PR #2536, opened 2022-06-11
Update tests using base64 utility to also work on macos

dunhamsteve:
Some of the tests fail on macos because the "base64" utility expects a `-i` switch in front of the input file.  The Linux version works both with and without the `-i`.  This PR updates the tests to add the `-i`.


Z-snails:
There's also a use of `base64` in `tests/refc/buffer`. Should that also be updated?

dunhamsteve:
Thanks for catching that. I think I missed it because refc wasn't working for me at the time.

mattpolzin:
Working on my mac 👍

Issue #2537, opened 2022-06-12
[ bug ] Effectful computations can get "optimized" away


stefan-hoeck:
# Steps to Reproduce

Run the following:

```idris2
loop : Nat -> PrimIO ()
loop Z     w = MkIORes () w
loop (S k) w =
  let MkIORes () w2 := toPrim (printLn (S k)) w
   in loop k w2

main : IO ()
main = fromPrim $ loop 10
```

# Expected Behavior

Prints a couple of numbers.

# Observed Behavior

Prints nothing.

I think this is related to the comments [here](https://github.com/idris-lang/Idris2/blob/128099fd47fc76d2796a9d19082dde4ab66580b8/src/Compiler/CompileExpr.idr#L443-L464), and I'm trying to get a fix working at the moment.

stefan-hoeck:
I'm closing this, as it has been fixed in #2538.

PR #2538, opened 2022-06-12
[ fix ] issue 2537

stefan-hoeck:
So, I tried fixing #2537, and it actually seems to work (see the new test), but I get three other test failures I'm not sure how to deal with. Pinging @Z-snails , because we've discussed this on discord.

### DIFF
--- a/src/Compiler/CompileExpr.idr
+++ b/src/Compiler/CompileExpr.idr
@@ -446,22 +446,23 @@ mutual
 -- I'm (edwinb) keeping it visible here because I plan to put it back in
 -- more or less this form once case inlining works better and the whole thing
 -- works in a nice principled way.
---                      if noworld -- just substitute the scrutinee into
---                                 -- the RHS
---                         then
+                     if noworld -- just substitute the scrutinee into
+                                -- the RHS
+                        then
                              let env : SubstCEnv args vars
                                      = mkSubst 0 scr pos args in
                                  pure $ Just (substs env !(toCExpTree n sc))
---                         else -- let bind the scrutinee, and substitute the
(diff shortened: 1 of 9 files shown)


Z-snails:
codegen/builtin001 appears to be equivalent. I can have a look at the vmcode interpreter if you'd like, although I don't remember it at all :rofl:. The other one appears to be a reordering of garbage collection stuff, so maybe that's ok

stefan-hoeck:
> codegen/builtin001 appears to be equivalent. I can have a look at the vmcode interpreter if you'd like, although I don't remember it at all rofl. The other one appears to be a reordering of garbage collection stuff, so maybe that's ok

Thanks for the quick reply. So I guess I can just take the new output for `codegen/builtin001`, yes? I'd be glad if you could have a look at the vmcode stuff.

Now, whom should I ping about the C garbage collection test?

locriacyber:
I think this is ok to merge?

Z-snails:
I don't think garbage collection order is important/should be relied on, so if you're ok with it, I'd be fine merging this if the expected output of the failing test is changed

stefan-hoeck:
> I don't think garbage collection order is important/should be relied on, so if you're ok with it, I'd be fine merging this if the expected output of the failing test is changed

I don't know enough about GC to comment on this, but it would be great if we could get to merge it. Should I adjust the remaining test output?

gallais:
What @Z-snails says makes sense to me.
Let's ping @madman-bob just in case.

stefan-hoeck:
I adjusted the last test output. This should be ready now. Thanks all for your help!

PR #2540, opened 2022-06-14
[ breaking ] Make arguments of `runRWST` be ordered like in other transformers

buzden:
Put the `RWST` argument to be the last one. This makes such functions to be easier used in point-free compositions and to be easily interchangeable with existing `runStateT`-like functions.

I ran into this when I wanted to replace `evalStateT s` by `evalRWST () s` to switch from `m a` to `m (a, w)`, but couldn't do it naturally because of different order conventions in `RWST` and the rest of transformers.

Pinging @stefan-hoeck as the person who added `RWST` into the `base` of Idris 2. Was the order intentional? I understand that this order is the original order of the Haskell implementation, but historically Idris had another (and subjectively, much better) order for `StateT` and `ReaderT` which allows partial point-free connections. I think, `RWST` should follow this convention.

### DIFF
--- a/CHANGELOG.md
+++ b/CHANGELOG.md
@@ -124,6 +124,8 @@
   Use the type `IsYes` (with constructor `ItIsYes`) from the same module instead.
 * Adds `Data.List1.Elem`, ported from `Data.List.Elem`.
 * Adds `Data.List1.Quantifiers`, ported from `Data.List.Quantifiers`.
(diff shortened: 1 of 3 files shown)


stefan-hoeck (approved):

ysangkok:
Not sure if this is the right place to ask, but it's a bit weird that

    runStateT : stateType -> StateT stateType m a -> m (stateType, a)
    runRWST : Monoid w => r -> s -> RWST r w s m a -> m (a, s, w)

Why should the `a` be after `s` in State but before for RWST? Doesn't seem consistent.

PR #2546, opened 2022-06-16
[ fix ] holes in record parameters

gallais:
I couldn't get
```
record Bug where
  proj : ?a
```
to work because:
1. if we leave the hole `?a` it leads to duplicated hole errors
2. if we make it an implicit `?` or `_` in the getter it leads to unification issues
3. if we make it an implicit `_` in the record constructor type then we need a projection for it to form `proj : (p : Proj) -> (Proj._ p)` and we can't manufacture it because `_` is not a valid name

I think I'd like it if we could have duplicated holes in a file. Idris would just have to make sure that a solution
arising from a constraint on one instance is compatible with the other occurrences of the hole. But I'm not
going to work on that.


src/Core/Context/TTC.idr
```diff
@@ -0,0 +1,32 @@
+module Core.Context.TTC
+
+import Core.Binary
+import Core.TTC
+import Core.Context
+
+%default covering
```
buzden, line 7: Why just `covering`?

gallais: Because that's what was in the original module.

PR #2549, opened 2022-06-17
[ base ] Add a function for changing the topmost `FC` of a `TTImp`

buzden:


libs/base/Language/Reflection/TTImp.idr
```diff
@@ -236,6 +236,38 @@ getFC (IHole fc _)               = fc
 getFC (Implicit fc _)            = fc
 getFC (IWithUnambigNames fc _ _) = fc
 
+public export
```
gallais, line 239: Does it need to be `public`?

buzden: Well, no, I did so just because `getFC` was `public`

buzden: Anyway, I think it's okay for such functions to be `public` because their bodies actually are part of their specification, there is nothing to hide from the user

PR #2553, opened 2022-06-21
[ golden ] Print a minimal gap between result and time on long testnames

buzden:
or else they are printed together with no space and this does not look beautiful


gallais:
Can we not munch some of the prefix instead and print e.g.
```
(...)derivation/core/norec t-pi->..
```

buzden:
Yes, we can. It's not terrifyingly beautiful, but anyway better than status-quo

munched

buzden:
To be clear, I added this munching functionality to this PR

gallais:
:+1: Let's see if someone has a suggestion for a better name for these strange padding functions.

buzden:
> Edit: I guess we could right-align the success/FAILURE too to make things neater

I thought about it too, but decided that it may be inconvenient in the case when test names are short :shrug:

mattpolzin:
RE naming the new functions: no strong preference from me, but if you use the word “truncate” somewhere in the documentation (if not the function name) then I think it will be more discoverable. That’s the word I’d search for.

ProofOfKeags (approved):

buzden:
To be clear, I renamed functions to contain `truncate` as Mathew suggested

gallais:
"munch" more or less means the same as "truncate" but is more colloquial so I think we could keep
"truncate". But I wouldn't expect a truncate function to introduce a (pre/suf)fix. So maybe a refactoring
with

1. `truncateLeft : (width : Nat) -> String -> String`
2. `path  = "(...)" ++ truncateLeft (width `minus` (5 + msgl + length time)) path`

?

buzden:
> 1. truncateLeft : (width : Nat) -> String -> String

Hmmm, we already have in the same module functions `take` and `takeLast` with meanings of `truncateRight` and `truncateLeft` correspondingly...

buzden:
> So maybe a refactoring with
> 
> 1. `truncateLeft : (width : Nat) -> String -> String`
> 2. `path  = "(...)" ++ truncateLeft (width `minus` (5 + msgl + length time)) path`

By the way, this would lead to printing `(...)` even on short strings. All the meaning of my `truncateMunchLeft` (or `fitMunchLeft`) was to add prefix only when it's needed

gallais:
It's mostly a naming issue. :(

buzden:
> How about `(left/right)Ellipsis`? Because that's effectively what we are doing here!

Why not. I've renamed and rebased using this

PR #2555, opened 2022-06-23
Fix issue with case inside a Pi type.

dunhamsteve:
On discord, @michaelmesser reported that this code:

```idris
Test : Type
Test = (case () of () => String) -> ()
```
 gives this error message:
```
While processing right hand side of Test. Main.case block in Test is not accessible in this context.
```

The case is being turned into an erased top level function. which is then used in a non-erased context. To address the issue I changed `checkPi` in `Binders.idr` to keep the contextual quantity when processing the `argTy` of an `IPi` while in the `InExpr` elab mode (instead of forcing erased).

This passes tests and I believe it is correct, but I'd like someone more knowledgable to verify.


gallais:
Reverted as it breaks the test suite.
---*---
■ **Instructions to follow**
Go through the material and copy each line in which the word "path" occurs.

■ **Solution**
2. `path  = "(...)" ++ truncateLeft (width `minus` (5 + msgl + length time)) path`
> 2. `path  = "(...)" ++ truncateLeft (width `minus` (5 + msgl + length time)) path`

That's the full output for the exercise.